The oak-clad roofs protect the first-floor galleries in which examples of rowing boats will be displayed together with a history of sport on the Thames. These spaces will be lit by skylights and will be intimate and enclosed.
The contrast with the public spaces below - entrance hall, cafe, bookshop, information and so on, couldn't be greater. These are sheathed in wall- to-ceiling glass, bringing a wash of light across oak floors and opening up lush views of surrounding greenery.
The combination of timber floors and timber cladding and a refined deployment of daylight makes for a building with something of the character of a contemporary art gallery and yet something too of a grand ocean-going yacht. Not the sort of yacht in which the interior mismatches the exterior (there are plenty of these nautical bordellos), but one in which the whole craft is is perfect trim, physically and aesthetically. Unlike so many modern buildings, the interior represents the exterior and vice-versa. There are few more ship-shape buildings to be found anywhere in Britain.
It could, and deserves to, set a precedent. It is exactly the sort of design that might just encourage us to stop building in faux "vernacular" styles. Oxfordshire barns were not built to be quaint, but to store grain. The fact that so many of them are handsome is because they are built with a robust confidence using local materials. Chipperfield's River & Rowing Museum is far more in keeping with its Oxfordshire setting than 90 per cent of the new "vernacular" housing that has been vomited over the county in new cul-de-sacs over the past decade.
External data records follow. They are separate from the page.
Issue #330, opened 2022-09-21
Skip Pull Request Action on Draft PRs


jenstroeger:
The [pull-request.yaml](https://github.com/jenstroeger/python-package-template/blob/main/.github/workflows/pull-request.yaml) Action may not need to trigger if the PR is in “draft” mode — the [event payload](https://docs.github.com/en/developers/webhooks-and-events/webhooks/webhook-events-and-payloads#pull_request) has a boolean `"draft"` that we should be able to check. A draft PR by definition is incomplete and may or may not pass checks and tests…

jenstroeger:
@behnazh I think we can close this one now? Two related issues are merged.

jenstroeger:
It would make sense, methinks, to expand the PR Action to check that a PR does not modify certain files. These “protected” files could be stored in the repository in a dedicated [dot-file](https://askubuntu.com/questions/94780/what-are-dot-files), e.g. `.donottouch`.

The intention is to prevent people from modifying these files in downstream repositories, and enforce modifying these files in the parent template repository. Protected files would be e.g. the `Makefile` or `.pre-commit-config.yaml`.

(Related issue #370.)

PR #336, opened 2022-10-04
fix: don’t build anew if a PR was simply edited

jenstroeger:
See also issue #330: there’s no need to run the [build.yaml](https://github.com/jenstroeger/python-package-template/blob/main/.github/workflows/build.yaml) workflow if a PR was merely edited (i.e. no code was changed).


jenstroeger:
Ok, run [3182767662](https://github.com/jenstroeger/python-package-template/actions/runs/3182767662) (6m 36s) was the initial run when we opened this PR which built the artifacts. Then we changed the PR title, thus triggering run [3182834503](https://github.com/jenstroeger/python-package-template/actions/runs/3182834503) (20s). Next, let’s change the title back.

behnazh:
> Hm. I wonder if this is a good idea thinking
> 
> Suppose we create a PR and the [pull-request.yaml](https://github.com/jenstroeger/python-package-template/blob/main/.github/workflows/pull-request.yaml) workflow fails because [build.yaml](https://github.com/jenstroeger/python-package-template/blob/main/.github/workflows/build.yaml) fails; next, we make a comment on that same PR and now the workflow succeeds because it wouldn’t build again…

How about creating two separate workflows for checking PR title and PR code changes to avoid the issue?

jenstroeger:
> How about creating two separate workflows for checking PR title and PR code changes to avoid the issue?

Commit https://github.com/jenstroeger/python-package-template/pull/336/commits/78edf05e524d8b0ddb4b2728555d1d68f6f175d3.

.github/workflows/pr-change-set.yaml
```diff
@@ -0,0 +1,21 @@
+# This workflow checks and tests the package code, and it builds all package
+# artifacts whenever there were changes to a pull request.
+
+name: 'Pull Request: change set'
```
behnazh, line 4: I think `Pull Request` in the name is not necessary because the trigger should appear in the workflow run.

How about "Check change set"?

.github/workflows/pr-conventional-commits.yaml
```diff
@@ -3,7 +3,7 @@
 # tool to check the title of the PR and all commit messages of the branch
 # which triggers this Action.
 
-name: Pull Request
+name: 'Pull Request: conventional commits'
```
behnazh, line 6: Same comment regarding the name.

.github/workflows/pr-change-set.yaml
jenstroeger: On the website the action run shows the `name:` of the Action:

actions

with

https://github.com/jenstroeger/python-package-template/blob/e76f2cdc40a566205c6dfedc07b004f5617261db/.github/workflows/scorecards-analysis.yaml#L3

> How about "Check change set"?

I worry that the run log shows only that, and we don’t have the context that the check runs on a PR?

jenstroeger: Commit https://github.com/jenstroeger/python-package-template/pull/336/commits/bd8d88b09ac1f71ab8d4c78c0a8c7335e3536f94.

.github/workflows/pr-conventional-commits.yaml
jenstroeger: Commit https://github.com/jenstroeger/python-package-template/pull/336/commits/bd8d88b09ac1f71ab8d4c78c0a8c7335e3536f94.

.github/workflows/pr-change-set.yaml
```diff
@@ -0,0 +1,21 @@
+# This workflow checks and tests the package code, and it builds all package
+# artifacts whenever there were changes to a pull request.
+
+name: Check change set
+on:
+  pull_request:
+    branches:
+    - main
+    - staging
```
behnazh, line 9: As discussed shall we change the target branches to `*` to make sure the checks run on all pull requests?

jenstroeger: This PR or a separate one?

behnazh (approved):

PR #341, opened 2022-10-11
refactor(ci): allow release when provenance generation fails

behnazh:
This PR decouples the release and provenance generation and allows the release to proceed even if provenance generation fails.


behnazh:
Oops, selected the wrong branch.

PR #1034, opened 2024-02-19
ctrl-click handler applied on viewItem icon

### LINKED ISSUE #999: After editing an item, filters are lost
A user filtered the items to a specific set.

The user then wants to make a number of changes to these items.

But, after editing the first, when they return to `Live Items` the filters are lost.

I see two possible solutions for this:
- persistent filters
- use some `special` LiveItems url when going to `LiveItems`
- change the `ViewItem` icon into a clickable URL.  Then users can right-click and `open in new tab`. That means the original listing is unchanged.  Aah, or add `ctrl-click` handler to this icon which opens the link in a new tab (if possible)

TahaKhanAbdalli:
Fixes #999

### DIFF
--- a/src/components/DatagridConfigurableWithShow.tsx
+++ b/src/components/DatagridConfigurableWithShow.tsx
@@ -21,9 +21,13 @@ const PreviewButton = ({
   const redirect = useRedirect()
   const createPath = useCreatePath()
 
-  const handleClick = (): void => {
-    const path = createPath({ resource, type: 'show', id })
-    redirect(path)
+  const handleClick = (event: React.MouseEvent<HTMLButtonElement>): void => {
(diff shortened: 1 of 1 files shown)


IanMayo:
Thanks @TahaKhanAbdalli  - but it isn't working for me (macos).  None of ctrl, command or alt open it in a new tab.  Hmm, it's also _hidden-behaviour_.  If we make it into a proper HTML link then the cursor changes, plus if users right-click on it, they get "open in new tab" (as well as bomb-proof ctrl-click behaviour).

Could you investigate showing it as a proper hyperlink please?

TahaKhanAbdalli:
Okay Let me check.

IanMayo (approved):

PR #1038, opened 2024-02-21
List pages missing title issue resolved

### LINKED ISSUE #1036: `List` pages missing titles
Hmm, this issue slipped through the cracks, too.

For `List` pages we don't show a title:
image

That's not actually a big issue in the above page, since the resource name is selected on the left-hand side.

But, for `Reference`  pages it's not obvious:
image

So, we should introduce titles for these pages, please.    The title can just be the collective name for the resource (I _think_ it's ok to just put an `s` on the end of the term you defined in the `resource name array` in PR #1035

TahaKhanAbdalli:
Fixes #1036


IanMayo (approved):
Good fix, thanks @TahaKhanAbdalli

PR #1039, opened 2024-02-21
Id field added in create form

### LINKED ISSUE #1032: Need to provide `id` at `create` for cat, code, handle
Due to patterns in the legacy data, the `id` is used as the short-version of the label for `cat-Code`, `cat-Cave` and `cat-Handle`.

While the id value is automatically generated, we allow the users to edit it after creation.

We should actually let them set the value in the `Create` form.

TahaKhanAbdalli:
fixes #1032


IanMayo (approved):
Tested and working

This is the first Chipperfield building of consequence (pace Wagamama) in Britain. Plans for a radical new arts centre in Wales were squashed recently and Chipperfield has entered far too many competitions and not quite made the grade. In Germany, Japan and Spain he has met with success and critical acclaim. The difficulty for dedicated architects like Chipperfield in Nineties' Britain is clear: they have to compromise to make it.
There is, however, compromise and there is compromise. Sadly, Chipperfield's clients - keen rowers all - are not so keen on letting him design the museum's interiors and displays.
If they did stop him, they would be making a big mistake. For here is a chance to get a contemporary British building right from floor to roof. Allowed to complete what he started so convincingly, Chipperfield will create a minor masterpiece of end-of-the-century architecture.
The client body certainly owe their architect some respect, as he designed the building with precious little practical guidance and saw it to planning permission without being paid for his office's labours. Chaps (and chapesses) who mess about on the river should know about fair play and so encourage Chipperfield to complete a design that really ought not to be compromised too far at this late stage.
We have remarkably little respect for architects in Britain (compared with, say, Germany, Japan or the United States); when they get a building so right, we owe it to them to allow them to put the finishing touches on their designs. As it is in the nature of rivers to bring out the best in people, perhaps we can hope for tranquil waters at Mill Meadows by the opening of the River & Rowing Museum next summer.